BEGIN

PR #804, opened 2019-10-03
improve axis labels to include months or epi-weeks

jameshadfield:
This changes our default numerical view to show months for timespans of under 4 years and epi weeks for timespans of under 1 year. (These thresholds may need tweaking.) 

Currently online at nextstrain-dev.herokuapp.com

Future improvements:
* ensure that the major grid lines line up with the start of an epi week (and the minor gridlines could be days)
* recompute grid lines for views where the timespan is under ~10 days to show dates (and have no minor grid lines)

image

image

cc @rneher @trvrb @alliblk

### DIFF
--- a/src/components/tree/phyloTree/grid.js
+++ b/src/components/tree/phyloTree/grid.js
@@ -40,6 +40,61 @@ const calculateMajorGridSeperation = (range) => {
   return step;
 };
 
+const computeXGridPoints = (xmin, xmax, step, layout, distanceMeasure, minorTicksTimeTree, minorTicks) => {
+  const majorGridPoints = [];
+  const minorGridPoints = [];
+  const gridMin = Math.floor(xmin/step)*step;
+  const minVis = layout==="radial" ? xmin : gridMin;
+  const maxVis = xmax;
+  const precisionX = Math.max(0, -Math.floor(Math.log10(step)));
+  for (let ii = 0; ii <= (xmax - gridMin)/step+3; ii++) {
+    const pos = gridMin + step*ii;
+    majorGridPoints.push({
+      position: pos,
+      name: String(pos.toFixed(precisionX)),
+      visibility: ((pos<minVis) || (pos>maxVis)) ? "hidden" : "visible",
+      axis: "x"
+    });
+  }
+  let numMinorTicks = distanceMeasure === "num_date" ? minorTicksTimeTree : minorTicks;
+  if (step===5 || step===10) {
+    numMinorTicks = 5;
+  }
+  const minorStep = step / numMinorTicks;
+  for (let ii = 0; ii <= (xmax - gridMin)/minorStep+30; ii++) {
+    const pos = gridMin + minorStep*ii;
+    minorGridPoints.push({
+      position: pos,
+      name: String(pos.toFixed(precisionX)),
+      visibility: ((pos<minVis) || (pos>maxVis+minorStep)) ? "hidden" : "visible",
+      axis: "x"
+    });
+  }
+  console.log("MAJOR:", majorGridPoints);
+  console.log("MINOR:", minorGridPoints);
+  return {majorGridPoints, minorGridPoints};
+};
+
+const computeYGridPoints = (ymin, ymax) => {
+  const majorGridPoints = [];
+  let yStep = 0;
+  yStep = calculateMajorGridSeperation(ymax-ymin);
+  const precisionY = Math.max(0, -Math.floor(Math.log10(yStep)));
+  const gridYMin = Math.floor(ymin/yStep)*yStep;
+  const maxYVis = ymax;
+  const minYVis = gridYMin;
+  for (let ii = 1; ii <= (ymax - gridYMin)/yStep+10; ii++) {
+    const pos = gridYMin + yStep*ii;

END

■ YOUR GOAL: The required result is a verbatim copy of all the entries.

■ PROBLEM SOLUTION:
PR #804, opened 2019-10-03
improve axis labels to include months or epi-weeks

jameshadfield:
This changes our default numerical view to show months for timespans of under 4 years and epi weeks for timespans of under 1 year. (These thresholds may need tweaking.) 

Currently online at nextstrain-dev.herokuapp.com

Future improvements:
* ensure that the major grid lines line up with the start of an epi week (and the minor gridlines could be days)
* recompute grid lines for views where the timespan is under ~10 days to show dates (and have no minor grid lines)

image

image

cc @rneher @trvrb @alliblk

### DIFF
--- a/src/components/tree/phyloTree/grid.js
+++ b/src/components/tree/phyloTree/grid.js
@@ -40,6 +40,61 @@ const calculateMajorGridSeperation = (range) => {
   return step;
 };
 
+const computeXGridPoints = (xmin, xmax, step, layout, distanceMeasure, minorTicksTimeTree, minorTicks) => {
+  const majorGridPoints = [];
+  const minorGridPoints = [];
+  const gridMin = Math.floor(xmin/step)*step;
+  const minVis = layout==="radial" ? xmin : gridMin;
+  const maxVis = xmax;
+  const precisionX = Math.max(0, -Math.floor(Math.log10(step)));
+  for (let ii = 0; ii <= (xmax - gridMin)/step+3; ii++) {
+    const pos = gridMin + step*ii;
+    majorGridPoints.push({
+      position: pos,
+      name: String(pos.toFixed(precisionX)),
+      visibility: ((pos<minVis) || (pos>maxVis)) ? "hidden" : "visible",
+      axis: "x"
+    });
+  }
+  let numMinorTicks = distanceMeasure === "num_date" ? minorTicksTimeTree : minorTicks;
+  if (step===5 || step===10) {
+    numMinorTicks = 5;
+  }
+  const minorStep = step / numMinorTicks;
+  for (let ii = 0; ii <= (xmax - gridMin)/minorStep+30; ii++) {
+    const pos = gridMin + minorStep*ii;
+    minorGridPoints.push({
+      position: pos,
+      name: String(pos.toFixed(precisionX)),
+      visibility: ((pos<minVis) || (pos>maxVis+minorStep)) ? "hidden" : "visible",
+      axis: "x"
+    });
+  }
+  console.log("MAJOR:", majorGridPoints);
+  console.log("MINOR:", minorGridPoints);
+  return {majorGridPoints, minorGridPoints};
+};
+
+const computeYGridPoints = (ymin, ymax) => {
+  const majorGridPoints = [];
+  let yStep = 0;
+  yStep = calculateMajorGridSeperation(ymax-ymin);
+  const precisionY = Math.max(0, -Math.floor(Math.log10(yStep)));
+  const gridYMin = Math.floor(ymin/yStep)*yStep;
+  const maxYVis = ymax;
+  const minYVis = gridYMin;
+  for (let ii = 1; ii <= (ymax - gridYMin)/yStep+10; ii++) {
+    const pos = gridYMin + yStep*ii;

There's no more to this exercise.